Daggum you Greg I'm up to episode 6 and you are right! They are good!

Reactions: Agree 2 | Way Cool 1


----------



## Clay3063 (Mar 13, 2017)

Once I started watching this guy building this boat, two things happened. I found myself over the course of the last 24 hours watching all 31 episodes. Almost all of them after dark. #2 - I found myself bitten again by the boat building bug that bit me 20 years ago and I was unable to do anything about it. Which in itself lends to 2 things I intend to do, Lord willing, in the next 12-18 months. 1 - Start and complete a full size airplane and 2 - Start and complete a boat just like the one in this video series. Thanks for nuthin Greg! As if I don't have enough to do already!

Reactions: Like 1


----------



## Wildthings (Mar 13, 2017)

I'm at episode 15 -- good stuff!

Reactions: Like 1


----------



## woodtickgreg (Mar 14, 2017)

@Clay3063 The same thing happened to me! Once I started watching I was hooked, watched them all, the guy is a master. Building a boat is on my bucket list too. It will be similar but I'll glass the bottom and clear epoxy everything.
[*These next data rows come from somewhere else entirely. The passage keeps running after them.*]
Issue #3739, opened 2026-09-16
calcPTphaseEnvelope does not converge on UMR-PRU for ordinary natural gas, and returns unconverged points


dupuypablo:
`calcPTphaseEnvelope()` does not converge on `SystemUMRPRUMCEosNew` for ordinary natural-gas mixtures. It returns an empty result, a single point, or physically impossible values, while SRK traces a clean envelope for the identical composition.

This is not caused by any particular component — a dry methane/ethane/propane gas on an untouched database fails.

## Reproduction

```python
from neqsim import jneqsim

Ops = jneqsim.thermodynamicoperations.ThermodynamicOperations
MIX = [("methane", 0.90), ("ethane", 0.07), ("propane", 0.03)]

for EOS, rule in ((jneqsim.thermo.system.SystemUMRPRUMCEosNew, ("HV", "UNIFAC_UMRPRU")),
                  (jneqsim.thermo.system.SystemSrkEos, ("classic",))):
    f = EOS(288.15, 50.0)
    for n, x in MIX:
        f.addComponent(n, x)
    f.setMixingRule(*rule)
    ops = Ops(f)
    ops.calcPTphaseEnvelope()
    env = ops.getOperation()
    print(EOS, len(env.getDewPointTemperatures()), len(env.getBubblePointTemperatures()))
```

Observed, on an unmodified install (`COMP` = 257 rows, nothing overridden):

```
UMR-PRU   dry gas envelope:  0 usable points
SRK       dry gas envelope: 63 usable points (33 bubble / 30 dew)
```

"Usable" means finite, `T > 1 K`, `P > 1e-6 bara`; the arrays are otherwise padded with NaN and zeros.

## Failure modes seen

Across a range of gas compositions, UMR-PRU produced all of the following:

| composition | result |
|---|---|
| methane/ethane/propane | empty |
| gas + 1% n-heptane | empty |
| gas + 1% cumene | empty |
| gas + 5% cumene | **1 point** |
| gas + 0.5% cumene | 422 points spanning **T = 38 915 to 76 527 °C** |
| gas + 1% toluene | 9979 points, but a **single branch** (0 bubble / 9979 dew) |

The 38 915 °C case is the most useful diagnostic: the continuation is not merely
failing to start, it is marching off into a non-physical region and returning
those points as if they were converged.

Two things make this easy to miss:

- the arrays are returned padded, so a caller that does not filter for finite,
  positive values sees a populated result;
[...]

PR #3753, opened 2026-09-17
fix(thermo): remove the 100-component cap in the Michelsen phase envelope

dupuypablo:
Fixes a hard 100-component limit in the Michelsen phase envelope, reported by a user whose characterised fluid has 101 components.

## The bug

`PTPhaseEnvelopeMichelsen` stores the phase composition at the cricondentherm and cricondenbar in arrays declared with a fixed length:

```java
private double[] cricondenThermX = new double[100];
private double[] cricondenThermY = new double[100];
private double[] cricondenBarX   = new double[100];
private double[] cricondenBarY   = new double[100];
```

but fills them with loops bounded by the component count:

```java
for (int ii = 0; ii < nonLinSolver.numberOfComponents; ii++) {
  cricondenThermX[ii] = system.getPhase(1).getComponent(ii).getx();
  cricondenThermY[ii] = system.getPhase(0).getComponent(ii).getx();
}
```

Any fluid with more than 100 components fails as soon as the trace reaches the first cricondentherm or cricondenbar update:

```
java.lang.ArrayIndexOutOfBoundsException: Index 100 out of bounds for length 100
```

The failure is not at `addComponent` and not at the start of the envelope, which is what makes it confusing to diagnose: the calculation begins normally and dies partway through the continuation.

## The fix

The arrays hold one mole fraction per component, so their length has to follow the fluid. They are now allocated from `system.getPhase(0).getNumberOfComponents()` — the same expression already used to construct `SysNewtonRhapsonPhaseEnvelope` — so the allocation and the loop bound come from one source and cannot drift apart again.

Allocation happens in `traceEnvelope()` and on the second-pass reset, the two places the arrays were previously sized.

The fixed 100 was also inconsistent with the rest of the engine, which documents its own cap:

```java
// ThermodynamicModelSettings
/** Constant <code>MAX_NUMBER_OF_COMPONENTS=200</code>. */
int MAX_NUMBER_OF_COMPONENTS = 200;
```

So the envelope was capping fluids at half the limit the thermodynamic layer supports.

## Reproduction

A light gas padded with TBP fractions, over the boundary:

| components | before | after |
|---|---|---|
| 99 | completed | completed |
| 100 | completed | completed |
| 101 | **ArrayIndexOutOfBoundsException** | completed |
| 105 | **ArrayIndexOutOfBoundsException** | completed |

**Behaviour is unchanged below the boundary.** At 100 components the envelope returns cricondentherm 166.3 °C at 82.0 bara both before and after.

## Verification

```
PTPhaseEnvelopeComponentLimitTest     3 tests   (new)
PTPhaseEnvelopeMichelsenTest         20 tests
PTPhaseEnvelopeRobustnessTest        38 tests
PTPhaseEnvelopeTest                   9 tests
RobustPhaseEnvelopeTest               5 tests
PTPhaseEnvelopeReferenceEosTest       2 tests
PTPhaseEnvelopeSegmentsTest           2 tests
PhaseEnvelopeZeroCheckTest            2 tests
------------------------------------------------
81 tests, 0 failures, BUILD SUCCESS
```

The new test covers three things: that a 120-component fluid does not throw, that the four criconden composition arrays have exactly one entry per component rather than a fixed 100, and that a 100-component fluid still works so the boundary case is not disturbed.

`spotless:apply` run.

## Two things found alongside, not addressed here

**A second wall at 200 components.** Beyond that, `addComponent` itself fails:

```
neqsim.util.exception.InvalidInputException: PhaseSrkEos:addComponent
  - Input compNumber must be valid index, i.e., between 0 and 200.
```

That is the documented `MAX_NUMBER_OF_COMPONENTS`, applied consistently across `Component`, `ComponentEos` and `UNIFACgroup`, so raising it is a much larger change than this one and is left alone.

**Empty envelopes at high component counts.** At 150 components the trace completes but returns zero points, and `getCricondenTherm()` reports the fluid's own inlet temperature and pressure rather than a computed value. That is the same silent-failure signature as #3739 and is independent of this fix — it reproduces on a plain three-component methane/ethane/propane gas.


EvenSol:
Resolved the merge conflict with `master` in cce2b271057612d2b096348d10d9c61ddee2a9a9.

The resolution preserves the convergence and stale-result protections from #3739 while keeping this PR's component-sized composition arrays. `clearResults()` and the second tracing pass now use the same allocation helper. The existing component-limit tests are unchanged.

Validation on the resolved tree (Java 17):
- `./mvnw -B -ntp -Djacoco.skip=true -Dtest=PTPhaseEnvelopeComponentLimitTest,PTPhaseEnvelopeMichelsenTest,PTPhaseEnvelopeRobustnessTest,UMRPRUPhaseEnvelopeRegressionTest test` — exit 0; 78 tests, 0 failures, 0 errors, 1 skipped.
- `python devtools/run_spotless.py apply` — exit 0, repeated with no additional changes.
- `python devtools/run_spotless.py check` — exit 0.
- `python devtools/check_documentation_search.py` — exit 0.
- `python -m pre_commit run --all-files --hook-stage pre-commit` — exit 0.
- `python -m pre_commit run --all-files --hook-stage pre-push` — exit 0.
- `git diff --cached --check` — exit 0.

Python commands used the Work runtime interpreter; Maven was bootstrapped with the NeqSim skill helper. The published tree matches the validated local tree exactly (`96609ee1bc81fcadb46e62071b7c4d372ff57260`).

Documentation impact: none beyond correcting the allocation comment; the current phase-envelope convergence documentation remains valid. GitHub CI is pending for the new merge commit.

PR #3826, opened 2026-09-20
Fix SessionStart hook: encode Windows PowerShell command to survive $-token stripping

EvenSol:
## Problem

The generated plugin `SessionStart` hook's `windows` command in `hooks.json` (produced by `devtools/build_agent_plugin.py`) is mangled before PowerShell ever sees it. Whatever resolves the hook's `windows` string before invoking it strips **any** literal `$identifier` / `${identifier}` token — not just `${PLUGIN_ROOT}` — replacing each with an empty string. That turned the self-locating inline script:

```
$r = '${PLUGIN_ROOT}'; if (-not $r -or $r.Contains('{PLUGIN_ROOT}')) { $r = $env:PLUGIN_ROOT }; ...
```

into garbage like:

```
 = ''; if (-not  -or .Contains('{PLUGIN_ROOT}')) {  =  }; ...
```

producing three PowerShell parse errors per VS Code session (one per installed plugin: `neqsim`, `neqsim-community`, `neqsim-enterprise`), and silently skipping the skill-package install every time.

## Fix

`hook_commands()` now ships the real PowerShell script as a base64 (UTF-16LE) `-EncodedCommand` payload instead of an inline `-Command "..."` string. Base64 has no `$`, so whatever strips `$`-tokens has nothing to touch, and PowerShell decodes/executes the intact script. The now-unnecessary literal `${PLUGIN_ROOT}`-placeholder check is dropped (a spec-conformant client also sets the env var, which the script still checks first). The POSIX `sh` command is unchanged — not exercised on Windows and no evidence of the same issue there.

`test_build_agent_plugin.py` is updated to assert `"$" not in windows` and to decode the `-EncodedCommand` payload to check the actual script content.

## Verification

- `pytest devtools/test_build_agent_plugin.py` — 14 passed.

I think I have most of the wood stashed for the framing.

Reactions: Like 1


----------



## vegas urban lumber (Mar 14, 2017)

wickford village RI on wickford and academy coves


----------



## DKMD (Mar 14, 2017)

I watched them all only to find them it he hasn't finished the boat yet! I'll be stalking him on YouTube now!

Reactions: Agree 1 | Funny 1


----------



## woodtickgreg (Mar 14, 2017)

DKMD said:


> I watched them all only to find them it he hasn't finished the boat yet! I'll be stalking him on YouTube now!


Me too! I can only imagine how cool it's going to look. He has a great eye.


----------



## Wildthings (Mar 14, 2017)

DKMD said:


> I watched them all only to find them it he hasn't finished the boat yet! I'll be stalking him on YouTube now!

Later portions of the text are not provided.